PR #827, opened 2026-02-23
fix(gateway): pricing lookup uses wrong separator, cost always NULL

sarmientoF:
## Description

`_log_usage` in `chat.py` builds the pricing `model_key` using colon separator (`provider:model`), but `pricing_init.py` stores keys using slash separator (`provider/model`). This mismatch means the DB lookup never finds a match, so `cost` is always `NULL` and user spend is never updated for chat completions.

************

ASSIGNMENT: Look through the entries above, and wherever a line holds the word "separator", copy it.

OUTPUT BELOW:
fix(gateway): pricing lookup uses wrong separator, cost always NULL
`_log_usage` in `chat.py` builds the pricing `model_key` using colon separator (`provider:model`), but `pricing_init.py` stores keys using slash separator (`provider/model`). This mismatch means the DB lookup never finds a match, so `cost` is always `NULL` and user spend is never updated for chat completions.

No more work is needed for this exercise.